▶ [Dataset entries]
▼

PR #78, opened 2025-02-05
Introduce plugin system

vmezzela:
This Pull Request introduces the first version of a plugin system, aiming to modularize all commands into standalone plugins.

## Plugin Development Overview

A plugin is nothing else than just a module in the package `klpbuild.plugins` that exposes (at least) two functions:

1. `register_argparser()` : 
    - This function registers the plugin’s command-line arguments.
    - Get the parent parser in the arguments and should add a subparser to it.

3. `run()` : 
    - This function executes the plugin's logic.
    -  It should accept arguments that were registered using the above function `register_argparser()`

    e.g.:
    ```python3
    def run(lp_name, lp_filter):
        pass
    ```

When introducing a plugin, there's no need to modify `klpbuild/main.py` as the plugins are detected at runtime if they have the above mentioned `run` function.

## Internal Workflow
Here’s how the new system processes commands in chronological order:

1. Building the Argument Parser:
    - `create_parser` is called from the main to build the argument parser.
    - `register_plugins_argparser` is called from `create_parser`: this function iterate over all the modules in `klpbuild.plugins` and calls all the `register_argparser()` of each plugin, registering all the subparser in the main parent parser.

2. Executing a plugin:
    - `try_run_plugin` is called from main, it fetches the plugin to run from `klpbuild.plugins` and executes its `run()` function.
    - Before running the plugin, `try_run_plugin` extracts from the parsed arguments only those that concerns this plugin (i.e. those registered via `register_argparser()` and passes them to `run()`.

--- 

With this Pull Request, I also convert the command `scan` to a plugin to give an idea of how the system works. 

Currently, the codebase is hybrid as all the other commands still work in the old way (they are just functions somewhere). As a consequence, in this current state the codebase is messy: the changes required in `klplib/cmd.py` to introduce the per-plugin subparser introduced repetitive code in the function `create_parser`, but it'll be gone when all the command will be converted into plugins. Same for all the if-branches in the main function.

I'm not hundred percent sure this is a good way to go about this plugin subsystem and I'm open to any feedback, please let me know if you would change anything or totally use another solution.

I'm marking this PR as draft: before merging I want to try to convert other commands into plugins to make sure this system works smoothly and without issues, but meanwhile I still appreciate you feedback on this.

### DIFF
--- a/klpbuild/main.py
+++ b/klpbuild/main.py
@@ -38,42 +38,42 @@ def main():
         ffuncs = Setup.setup_file_funcs(args.conf, args.module, args.file_funcs,
                                         args.mod_file_funcs, args.conf_mod_file_funcs)
         codestreams = setup.setup_codestreams(
-            {"cve": args.cve, "conf": args.conf, "lp_filter": args.filter,
+            {"cve": args.cve, "conf": args.conf, "lp_filter": args.lp_filter,
                 "no_check": args.no_check})
         setup.setup_project_files(codestreams, ffuncs, args.archs)
 
     elif args.cmd == "extract":
-        Extractor(args.name, args.filter, args.apply_patches, args.avoid_ext).run()
+        Extractor(args.name, args.lp_filter, args.apply_patches, args.avoid_ext).run()
 
     elif args.cmd == "cs-diff":
-        Extractor(args.name, args.filter, False, []).cs_diff()
+        Extractor(args.name, args.lp_filter, False, []).cs_diff()
 
     elif args.cmd == "check-inline":
         Inliner(args.name, args.codestream).check_inline(args.file, args.symbol)
 
     elif args.cmd == "get-patches":
-        GitHelper(args.filter).get_commits(args.cve, get_workdir(args.name))
+        GitHelper(args.lp_filter).get_commits(args.cve, get_workdir(args.name))
 
     elif args.cmd == "scan":
         GitHelper("").scan(args.cve, args.conf, False)
 
     elif args.cmd == "format-patches":
-        GitHelper(args.filter).format_patches(args.name, args.version)
+        GitHelper(args.lp_filter).format_patches(args.name, args.version)
 
     elif args.cmd == "status":
-        IBS(args.name, args.filter).status(args.wait)
+        IBS(args.name, args.lp_filter).status(args.wait)
 
     elif args.cmd == "push":
-        IBS(args.name, args.filter).push(args.wait)
+        IBS(args.name, args.lp_filter).push(args.wait)
 
     elif args.cmd == "log":
-        IBS(args.name, args.filter).log(args.arch)
+        IBS(args.name, args.lp_filter).log(args.arch)
 
     elif args.cmd == "cleanup":
-        IBS(args.name, args.filter).cleanup()
+        IBS(args.name, args.lp_filter).cleanup()
 
     elif args.cmd == "prepare-tests":
-        IBS(args.name, args.filter).prepare_tests()
+        IBS(args.name, args.lp_filter).prepare_tests()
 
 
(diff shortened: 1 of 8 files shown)


klpbuild/main.py
```diff
@@ -24,6 +25,14 @@ def main():
     if hasattr(args, 'name'):
         load_codestreams(args.name)
 
+    try:
+        try_run_plugin(args.cmd, args)
```
marcosps, line 29: We don't check if the args.cmd is a plugin in the first place, so it fails when trying to run commands other than `scan`:

```
$ klp-build cs-diff --name bsc1231993 --filter "15.5u9|15.6u[0]"
Loading user configuration from '/home/mpdesouza/.config/klp-build/config'
  File "/home/mpdesouza/.local/bin/klp-build", line 8, in <module>
    sys.exit(main())
             ^^^^^^
  File "/home/mpdesouza/.local/pipx/venvs/klp-build/lib64/python3.11/site-packages/klpbuild/main.py", line 29, in main
    try_run_plugin(args.cmd, args)
  File "/home/mpdesouza/.local/pipx/venvs/klp-build/lib64/python3.11/site-packages/klpbuild/klplib/plugins.py", line 32, in try_run_plugin
    module = __get_plugin(name)
             ^^^^^^^^^^^^^^^^^^
  File "/home/mpdesouza/.local/pipx/venvs/klp-build/lib64/python3.11/site-packages/klpbuild/klplib/plugins.py", line 90, in __get_plugin
    return importlib.import_module(PLUGINS_PATH + name)
           ^^^^^^^^^^^^^^^^^^^^^^^^^^^^^^^^^^^^^^^^^^^^
  File "/usr/lib64/python3.11/importlib/__init__.py", line 126, in import_module
    return _bootstrap._gcd_import(name[level:], package, level)
           ^^^^^^^^^^^^^^^^^^^^^^^^^^^^^^^^^^^^^^^^^^^^^^^^^^^^
  File "<frozen importlib._bootstrap>", line 1204, in _gcd_import
  File "<frozen importlib._bootstrap>", line 1176, in _find_and_load
  File "<frozen importlib._bootstrap>", line 1140, in _find_and_load_unlocked
ModuleNotFoundError: No module named 'klpbuild.plugins.cs-diff'

```

vmezzela: right, I messed this up this morning on a last minute change.. :laughing:

marcosps:
@vmezzela thanks for fixing the problem that I found! OTHO, would you please try to address the pylint complaints for newly created files? Some of the reported issues already existed on the old code as well, but since we are moving code around it's easier to address them.

marcosps (approved):
LGTM!

vmezzela:
Hi @marcosps , I removed the pylint warning related to my PR. Some of them come from the `scan` function, it might need to be reworked to get rid of those. Maybe in another PR.

While there's still one:
```
Redefining name 'scan' from outer scope (line 36) (redefined-outer-name)
```
I guess we have it because there's the `scan` function that has the same name as its own module, but I'd keep it rather than renaming because of this warning. 

What do you think?

marcosps:
> Hi @marcosps , I removed the pylint warning related to my PR. Some of them come from the `scan` function, it might need to be reworked to get rid of those. Maybe in another PR.
> 
> While there's still one:
> 
> ```
> Redefining name 'scan' from outer scope (line 36) (redefined-outer-name)
> ```
> 
> I guess we have it because there's the `scan` function that has the same name as its own module, but I'd keep it rather than renaming because of this warning.
> 
> What do you think?

np, let these be there until we finish the plugins conversion. I believe that we'll have a slightly different code by then, and many of these warnings would be fixed anyway.

fgyanz (approved):
LGTM!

▲

▶ [TASK BRIEF]
The answer is the lines above between the line holding "It should accept" and the line holding "I'm not hundred", inclusive, each written out exactly, and no others.

▶ [RESULT BELOW]
    -  It should accept arguments that were registered using the above function `register_argparser()`

    e.g.:
    ```python3
    def run(lp_name, lp_filter):
        pass
    ```

When introducing a plugin, there's no need to modify `klpbuild/main.py` as the plugins are detected at runtime if they have the above mentioned `run` function.

## Internal Workflow
Here’s how the new system processes commands in chronological order:

1. Building the Argument Parser:
    - `create_parser` is called from the main to build the argument parser.
    - `register_plugins_argparser` is called from `create_parser`: this function iterate over all the modules in `klpbuild.plugins` and calls all the `register_argparser()` of each plugin, registering all the subparser in the main parent parser.

2. Executing a plugin:
    - `try_run_plugin` is called from main, it fetches the plugin to run from `klpbuild.plugins` and executes its `run()` function.
    - Before running the plugin, `try_run_plugin` extracts from the parsed arguments only those that concerns this plugin (i.e. those registered via `register_argparser()` and passes them to `run()`.

--- 

With this Pull Request, I also convert the command `scan` to a plugin to give an idea of how the system works. 

Currently, the codebase is hybrid as all the other commands still work in the old way (they are just functions somewhere). As a consequence, in this current state the codebase is messy: the changes required in `klplib/cmd.py` to introduce the per-plugin subparser introduced repetitive code in the function `create_parser`, but it'll be gone when all the command will be converted into plugins. Same for all the if-branches in the main function.

I'm not hundred percent sure this is a good way to go about this plugin subsystem and I'm open to any feedback, please let me know if you would change anything or totally use another solution.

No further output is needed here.